Intermarché Belgique en justice: trop de pression sur ses fournisseurs via des "pratiques commerciales abusives"

Intermarché Belgique mettrait trop de pression sur ses fournisseurs via des "pratiques commerciales abusives"
Intermarché Belgique mettrait trop de pression sur ses fournisseurs via des "pratiques commerciales abusives" - © LOIC VENANCE - AFP

Plusieurs sociétés du groupe de distribution Intermarché, dont Intermarché Belgique, sont assignées devant le tribunal de commerce de Paris pour des "pratiques commerciales abusives" vis-à-vis de 93 de leurs fournisseurs, a annoncé vendredi le ministère français de l’Economie. Celui-ci demande une sanction de 150,75 millions d’euros.

Cette assignation concerne les "centrales internationales" du groupe, dédiées à l’achat, au référencement ou à des services, telles qu’Agecore et Intermarché Belgique, et résulte d’une enquête menée par la Direction générale de la concurrence, de la consommation et de la répression des fraudes (DGCCRF) depuis 2018, est-il précisé dans un communiqué.

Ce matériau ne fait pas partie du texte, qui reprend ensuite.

PR #470, opened 2024-04-23
SCW346: Set custodian for tokens

lluiserena:
## Description

Implemented SetCustodianForTokens with the new ZeroDev SDK version. 

## Test plan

Dans ce cadre, un "examen approfondi de nombreux contrats et documents" a été réalisé, révélant que "depuis la création d’Agecore en 2016, Intermarché a imposé à de nombreux fournisseurs, par divers moyens de pression – arrêts de commandes, déréférencements de marques, etc. – la conclusion préalable d’un contrat international avec Agecore, puis avec Intermarché Belgique, pour pouvoir continuer à distribuer leurs produits dans le réseau Intermarché en France".

Une sanction de 150,75 millions d’euros ?

"Aux termes de ces 'accords' internationaux, les deux centrales facturent tout au long de l’année à ces fournisseurs des sommes importantes en contrepartie de services de coopération commerciale, comme des opérations promotionnelles ou publicitaires ciblées", indique ce communiqué.

Ces accords "viennent perturber la loyauté des relations commerciales", affirme le ministère de l’Economie, qui demande au tribunal de commerce "de prononcer une sanction de 150,75 millions d’euros, à la hauteur de la gravité des pratiques dénoncées et correspondant à 1% du chiffre d’affaires réalisé par Intermarché en France".

Pour la DGCCRF, "les fournisseurs ne sont pas demandeurs de ces services à faible impact commercial, qui se superposent d’ailleurs à ceux qu’ils financent déjà au niveau national pour les mêmes prestations". Il s’agit donc, selon elle, "en réalité plutôt d’un habillage pour le paiement qui s’apparente donc à un droit d’entrée en négociation sans contrepartie économique réelle".

En effet "leurs coûts dépassent très largement l’augmentation du chiffre d’affaires qu’ils sont supposés apporter", observe le ministère de l’Economie, pointant des "montants obtenus indûment" par Intermarché, "en violation de la loi française encadrant les relations commerciales".